§ Exercise requirements
From the first entry to the last, copy the material exactly as it stands.

§ Task data
=== Begin Enclosure ===
PR #881, opened 2021-08-20
feat(server/impl): add GetVehicleWithType

AvarianKnight:
- useful if you only want to get specific types of vehicles.


blattersturm:
No, this is not something that I want to see implemented this way - intent is to expose more generic filtering functionality than having 'with_x' natives all over the place.

PR #883, opened 2021-08-21
fix(extra-natives/five): render cutout object outlines correctly

### LINKED ISSUE #874: Outline shader doesn't work for some trees or stt tubes
The stunt tube and the trees in the place I placed them in #872 have no outlines when selected - it could be these shaders don't have a basic drawunlit.

blattersturm:
Fixes #874 for now, minus the tree portion: this is a later concern.


blattersturm:
Clean diff: https://github.com/citizenfx/fivem/pull/883/commits/c11a39a3097a4ee0e6ec681bb96872b710a76e75?w=1

Issue #888, opened 2021-08-22
'No object by ID' prints and similar need script attribution


blattersturm:
https://github.com/citizenfx/fivem/blob/e60f75f741b5c22bac10f05627cc004e47aec301/code/components/gta-streaming-five/src/EntityDeletionHacks.cpp#L113

Ideally we'd have some sort of 'script warning' function for these which would get the current script invocation source, use it as a channel, and get the current call site too so we can show a line of code or function name that's responsible for the warning.

These functions can't really be made into errors as that'd break compatibility, sadly.

blattersturm:
There seems to be a script warning system now.

PR #892, opened 2021-08-23
feat(resources): dependency constraints

blattersturm:
Meta-dependencies starting with `/` to check for environment constraints before starting a resource.

Example:

```lua
dependencies {
    '/server:4000',
    '/server:999999',
    '/server:696969',
    '/policy:subdir_file_mapping',
    '/policy:meow',
    '/onesync',
    '/gameBuild:h4',
    '/native:0xE27C97A0',
    '/native:0xDEADBEEF',
}
```

Output example:
```text
[    c-resources-core] Resource 'constraint' can't run:
[    c-resources-core]   1. server needs to be 999999 or higher
[    c-resources-core]   2. server needs to be 696969 or higher
[    c-resources-core]   3. policy(meow): you do not have access to the 'meow' policy
[    c-resources-core]   4. gameBuild(h4): sv_enforceGameBuild needs to be at least 2189 (current is 1604)
[    c-resources-core]   5. native(0xDEADBEEF): native 0xDEADBEEF isn't supported
[ citizen-server-impl] Couldn't start resource constraint.
```

Docs are pending as per citizenfx/fivem-docs#269.

### DIFF
--- a/code/components/citizen-resources-core/include/ResourceManagerConstraintsComponent.h
+++ b/code/components/citizen-resources-core/include/ResourceManagerConstraintsComponent.h
@@ -1,0 +1,46 @@
+#pragma once
+
+#ifdef COMPILING_CITIZEN_RESOURCES_CORE
+#define RESOURCES_CORE_EXPORT DLL_EXPORT
+#else
+#define RESOURCES_CORE_EXPORT DLL_IMPORT
+#endif
+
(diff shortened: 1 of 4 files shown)


blattersturm:
Note that this logic should _also_ feed into whatever warning/issue feed proposed in #888.

PR #894, opened 2021-08-23
Add camera shake override setting

catmino:
Allows users to turn camera shake off, both while driving a vehicle and running (third person only).
Mainly a QOL change for people suffering from motion sickness due to camera shake.
Currently requires a game restart to take effect if changed manually in F8 console (eg. seta "cam_disableCameraShake" "true") as forcing value changes on address while game is running caused crashes (unsure why, works fine in base game), however, changing it in FiveM launcher settings works properly, so I went with that solution and hook on first load. Haven't had any issues doing it that way.

### DIFF
--- a/code/components/gta-core-five/src/DisableCameraShake.cpp
+++ b/code/components/gta-core-five/src/DisableCameraShake.cpp
@@ -1,0 +1,45 @@
+/*
+ * This file is part of the CitizenFX project - http://citizen.re/
+ *
+ * See LICENSE and MENTIONS in the root of the source tree for information
+ * regarding licensing.
+ */
+
+#include <StdInc.h>
+#include <GameInit.h>
+#include <Hooking.h>
+#include <CoreConsole.h>
+#include <nutsnbolts.h>
+
+static std::shared_ptr<ConVar<bool>> g_cameraShakeConvar;
+
+static void CameraShakeOverride()
+{
+	if (g_cameraShakeConvar->GetValue())
+	{
+		//Vehicle high speed camera shake
+		//48 8B D9                  mov     rbx, rcx
+		//48 81 C7 88 04 00 00      add     rdi, 488h     <--------------
+		//8B 6F 08                  mov     ebp, [rdi+8]
+
+		hook::nop(hook::get_pattern("48 8B D9 48 81 C7 ? ? ? ? 8B ? ? 85 ?", 3), 7);
+
+		//Ped running camera shake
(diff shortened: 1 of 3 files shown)


blattersturm:
image

uhh, that doesn't really look like the file went in the right place

blattersturm:
Crashing is probably as you're nop'ing code that's currently being executed, perhaps defer it to a point where you can be sure the game isn't running that code or don't change code at runtime.

catmino:
> 
> 
> Crashing is probably as you're nop'ing code that's currently being executed, perhaps defer it to a point where you can be sure the game isn't running that code or don't change code at runtime (e.g. use a jitasm stub as seen in a few other places).

Yeah, crashes were only an issue when trying to make changes while game is running, both while trying to nop it or just change the values, couldn't figure out the reason whatsoever - I'm probably far too new to hooking etc. to figure it out easily. Had zero crashes with nop'ing it before the game loads though (which is how it currently works). I'll keep working on it and see if I can figure a more proper way to do it though.

Also, no idea what the heck happened with file ending up there in the end, had some issues with git.

blattersturm:
> Also, no idea what the heck happened with file ending up there in the end, had some issues with git.

I suspect it's VS' 'add file' dialog, it has a tendency to fill the wrong path - move it to the right component and rerun `fxd gen`/premake.

code/components/gta-core-five/src/DisableCameraShake.cpp
```diff
@@ -0,0 +1,45 @@
...
+
+		hook::nop(hook::get_pattern("48 8B D9 48 81 C7 ? ? ? ? 8B ? ? 85 ?", 3), 7);
+
+		//Ped running camera shake
+		//0F 29 70 E8				movaps xmmword ptr[rax - 18h], xmm6
+		//0F 29 78 D8				movaps  xmmword ptr [rax-28h], xmm7
+		//48 81 C7 08 08 00 00		add rdi, 808h		 <--------------
+		//48 8B F1					mov rsi, rcx
+
+		hook::nop(hook::get_pattern("57 48 81 EC ? ? ? ? 48 8B B9 ? ? ? ? 0F 29 70 E8 0F 29 78 D8 48 81 C7 ? ? ? ?", 23), 7);
```
blattersturm, line 33: This pattern exists _twice_ in 2372, but you want the first one anyway. In addition, this seems like a big hack, you're relying on the value w/o offset add being `0` so it'll fail the condition below.

blattersturm:
I'll tentatively add this to the merge queue for someone to fix at a later time.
=== End Enclosure ===
§ Output for this exercise
PR #881, opened 2021-08-20
feat(server/impl): add GetVehicleWithType

AvarianKnight:
- useful if you only want to get specific types of vehicles.


blattersturm:
No, this is not something that I want to see implemented this way - intent is to expose more generic filtering functionality than having 'with_x' natives all over the place.

PR #883, opened 2021-08-21
fix(extra-natives/five): render cutout object outlines correctly

### LINKED ISSUE #874: Outline shader doesn't work for some trees or stt tubes
The stunt tube and the trees in the place I placed them in #872 have no outlines when selected - it could be these shaders don't have a basic drawunlit.

blattersturm:
Fixes #874 for now, minus the tree portion: this is a later concern.


blattersturm:
Clean diff: https://github.com/citizenfx/fivem/pull/883/commits/c11a39a3097a4ee0e6ec681bb96872b710a76e75?w=1

Issue #888, opened 2021-08-22
'No object by ID' prints and similar need script attribution


blattersturm:
https://github.com/citizenfx/fivem/blob/e60f75f741b5c22bac10f05627cc004e47aec301/code/components/gta-streaming-five/src/EntityDeletionHacks.cpp#L113

Ideally we'd have some sort of 'script warning' function for these which would get the current script invocation source, use it as a channel, and get the current call site too so we can show a line of code or function name that's responsible for the warning.

These functions can't really be made into errors as that'd break compatibility, sadly.

blattersturm:
There seems to be a script warning system now.

PR #892, opened 2021-08-23
feat(resources): dependency constraints

blattersturm:
Meta-dependencies starting with `/` to check for environment constraints before starting a resource.

Example:

```lua
dependencies {
    '/server:4000',
    '/server:999999',
    '/server:696969',
    '/policy:subdir_file_mapping',
    '/policy:meow',
    '/onesync',
    '/gameBuild:h4',
    '/native:0xE27C97A0',
    '/native:0xDEADBEEF',
}
```

Output example:
```text
[    c-resources-core] Resource 'constraint' can't run:
[    c-resources-core]   1. server needs to be 999999 or higher
[    c-resources-core]   2. server needs to be 696969 or higher
[    c-resources-core]   3. policy(meow): you do not have access to the 'meow' policy
[    c-resources-core]   4. gameBuild(h4): sv_enforceGameBuild needs to be at least 2189 (current is 1604)
[    c-resources-core]   5. native(0xDEADBEEF): native 0xDEADBEEF isn't supported
[ citizen-server-impl] Couldn't start resource constraint.
```

Docs are pending as per citizenfx/fivem-docs#269.

### DIFF
--- a/code/components/citizen-resources-core/include/ResourceManagerConstraintsComponent.h
+++ b/code/components/citizen-resources-core/include/ResourceManagerConstraintsComponent.h
@@ -1,0 +1,46 @@
+#pragma once
+
+#ifdef COMPILING_CITIZEN_RESOURCES_CORE
+#define RESOURCES_CORE_EXPORT DLL_EXPORT
+#else
+#define RESOURCES_CORE_EXPORT DLL_IMPORT
+#endif
+
(diff shortened: 1 of 4 files shown)


blattersturm:
Note that this logic should _also_ feed into whatever warning/issue feed proposed in #888.

PR #894, opened 2021-08-23
Add camera shake override setting

catmino:
Allows users to turn camera shake off, both while driving a vehicle and running (third person only).
Mainly a QOL change for people suffering from motion sickness due to camera shake.
Currently requires a game restart to take effect if changed manually in F8 console (eg. seta "cam_disableCameraShake" "true") as forcing value changes on address while game is running caused crashes (unsure why, works fine in base game), however, changing it in FiveM launcher settings works properly, so I went with that solution and hook on first load. Haven't had any issues doing it that way.

### DIFF
--- a/code/components/gta-core-five/src/DisableCameraShake.cpp
+++ b/code/components/gta-core-five/src/DisableCameraShake.cpp
@@ -1,0 +1,45 @@
+/*
+ * This file is part of the CitizenFX project - http://citizen.re/
+ *
+ * See LICENSE and MENTIONS in the root of the source tree for information
+ * regarding licensing.
+ */
+
+#include <StdInc.h>
+#include <GameInit.h>
+#include <Hooking.h>
+#include <CoreConsole.h>
+#include <nutsnbolts.h>
+
+static std::shared_ptr<ConVar<bool>> g_cameraShakeConvar;
+
+static void CameraShakeOverride()
+{
+	if (g_cameraShakeConvar->GetValue())
+	{
+		//Vehicle high speed camera shake
+		//48 8B D9                  mov     rbx, rcx
+		//48 81 C7 88 04 00 00      add     rdi, 488h     <--------------
+		//8B 6F 08                  mov     ebp, [rdi+8]
+
+		hook::nop(hook::get_pattern("48 8B D9 48 81 C7 ? ? ? ? 8B ? ? 85 ?", 3), 7);
+
+		//Ped running camera shake
(diff shortened: 1 of 3 files shown)


blattersturm:
image

uhh, that doesn't really look like the file went in the right place

blattersturm:
Crashing is probably as you're nop'ing code that's currently being executed, perhaps defer it to a point where you can be sure the game isn't running that code or don't change code at runtime.

catmino:
> 
> 
> Crashing is probably as you're nop'ing code that's currently being executed, perhaps defer it to a point where you can be sure the game isn't running that code or don't change code at runtime (e.g. use a jitasm stub as seen in a few other places).

Yeah, crashes were only an issue when trying to make changes while game is running, both while trying to nop it or just change the values, couldn't figure out the reason whatsoever - I'm probably far too new to hooking etc. to figure it out easily. Had zero crashes with nop'ing it before the game loads though (which is how it currently works). I'll keep working on it and see if I can figure a more proper way to do it though.

Also, no idea what the heck happened with file ending up there in the end, had some issues with git.

blattersturm:
> Also, no idea what the heck happened with file ending up there in the end, had some issues with git.

I suspect it's VS' 'add file' dialog, it has a tendency to fill the wrong path - move it to the right component and rerun `fxd gen`/premake.

code/components/gta-core-five/src/DisableCameraShake.cpp
```diff
@@ -0,0 +1,45 @@
...
+
+		hook::nop(hook::get_pattern("48 8B D9 48 81 C7 ? ? ? ? 8B ? ? 85 ?", 3), 7);
+
+		//Ped running camera shake
+		//0F 29 70 E8				movaps xmmword ptr[rax - 18h], xmm6
+		//0F 29 78 D8				movaps  xmmword ptr [rax-28h], xmm7
+		//48 81 C7 08 08 00 00		add rdi, 808h		 <--------------
+		//48 8B F1					mov rsi, rcx
+
+		hook::nop(hook::get_pattern("57 48 81 EC ? ? ? ? 48 8B B9 ? ? ? ? 0F 29 70 E8 0F 29 78 D8 48 81 C7 ? ? ? ?", 23), 7);
```
blattersturm, line 33: This pattern exists _twice_ in 2372, but you want the first one anyway. In addition, this seems like a big hack, you're relying on the value w/o offset add being `0` so it'll fail the condition below.

blattersturm:
I'll tentatively add this to the merge queue for someone to fix at a later time.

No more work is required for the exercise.